What this task involves: Return only that part of the material below which starts with the line containing "PR #775, opened 2025-05-18" and goes on through the line containing "(diff shortened: 1 of 2 files shown)", restated exactly.
Material for the task START
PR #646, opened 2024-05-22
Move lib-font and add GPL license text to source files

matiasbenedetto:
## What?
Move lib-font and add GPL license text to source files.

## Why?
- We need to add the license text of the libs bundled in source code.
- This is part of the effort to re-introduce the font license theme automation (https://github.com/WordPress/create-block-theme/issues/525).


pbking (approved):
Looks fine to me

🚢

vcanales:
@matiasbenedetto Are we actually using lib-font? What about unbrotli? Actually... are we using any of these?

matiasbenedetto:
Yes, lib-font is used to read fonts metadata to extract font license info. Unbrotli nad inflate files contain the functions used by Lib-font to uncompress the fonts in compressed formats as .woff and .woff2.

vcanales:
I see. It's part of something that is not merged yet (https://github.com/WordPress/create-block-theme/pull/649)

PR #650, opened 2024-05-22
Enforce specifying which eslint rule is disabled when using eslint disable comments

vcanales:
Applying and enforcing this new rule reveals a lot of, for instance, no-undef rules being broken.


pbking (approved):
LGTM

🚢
Material for the task END
Material for the task START
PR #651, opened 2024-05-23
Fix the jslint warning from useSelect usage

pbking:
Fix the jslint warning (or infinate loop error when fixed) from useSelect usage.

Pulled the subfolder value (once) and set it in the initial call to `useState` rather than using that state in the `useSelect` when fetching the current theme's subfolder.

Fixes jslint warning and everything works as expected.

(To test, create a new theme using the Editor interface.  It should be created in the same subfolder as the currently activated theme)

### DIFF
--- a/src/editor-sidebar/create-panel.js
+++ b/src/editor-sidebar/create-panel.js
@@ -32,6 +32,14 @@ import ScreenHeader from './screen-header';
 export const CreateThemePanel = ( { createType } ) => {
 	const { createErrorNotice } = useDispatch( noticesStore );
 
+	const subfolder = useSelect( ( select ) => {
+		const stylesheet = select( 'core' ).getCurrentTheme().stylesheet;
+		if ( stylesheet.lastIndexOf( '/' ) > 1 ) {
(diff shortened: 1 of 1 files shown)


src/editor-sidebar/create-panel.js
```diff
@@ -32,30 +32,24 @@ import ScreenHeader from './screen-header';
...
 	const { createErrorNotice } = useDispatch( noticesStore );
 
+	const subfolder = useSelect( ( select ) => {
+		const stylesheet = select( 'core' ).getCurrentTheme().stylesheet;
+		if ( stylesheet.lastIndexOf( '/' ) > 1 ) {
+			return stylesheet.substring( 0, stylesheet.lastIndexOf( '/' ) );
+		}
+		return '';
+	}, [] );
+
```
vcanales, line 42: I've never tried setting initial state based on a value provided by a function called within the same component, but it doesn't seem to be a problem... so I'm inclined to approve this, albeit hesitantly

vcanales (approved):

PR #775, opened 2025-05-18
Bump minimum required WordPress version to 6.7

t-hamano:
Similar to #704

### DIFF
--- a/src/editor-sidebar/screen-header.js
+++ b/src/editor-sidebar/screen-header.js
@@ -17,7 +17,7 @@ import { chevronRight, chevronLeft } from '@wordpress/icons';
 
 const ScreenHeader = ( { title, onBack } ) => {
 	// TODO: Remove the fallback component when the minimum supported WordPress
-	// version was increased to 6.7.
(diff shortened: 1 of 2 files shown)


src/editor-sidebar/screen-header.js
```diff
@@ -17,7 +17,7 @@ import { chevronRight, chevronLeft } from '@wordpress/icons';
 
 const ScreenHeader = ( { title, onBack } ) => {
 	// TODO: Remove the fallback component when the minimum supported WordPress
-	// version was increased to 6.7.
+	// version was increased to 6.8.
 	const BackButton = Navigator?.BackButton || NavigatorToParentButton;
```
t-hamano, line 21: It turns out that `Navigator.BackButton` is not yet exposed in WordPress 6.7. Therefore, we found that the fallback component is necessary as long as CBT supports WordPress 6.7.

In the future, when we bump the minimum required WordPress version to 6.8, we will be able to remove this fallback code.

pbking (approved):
Material for the task END
Output of the task:
PR #775, opened 2025-05-18
Bump minimum required WordPress version to 6.7

t-hamano:
Similar to #704

### DIFF
--- a/src/editor-sidebar/screen-header.js
+++ b/src/editor-sidebar/screen-header.js
@@ -17,7 +17,7 @@ import { chevronRight, chevronLeft } from '@wordpress/icons';
 
 const ScreenHeader = ( { title, onBack } ) => {
 	// TODO: Remove the fallback component when the minimum supported WordPress
-	// version was increased to 6.7.
(diff shortened: 1 of 2 files shown)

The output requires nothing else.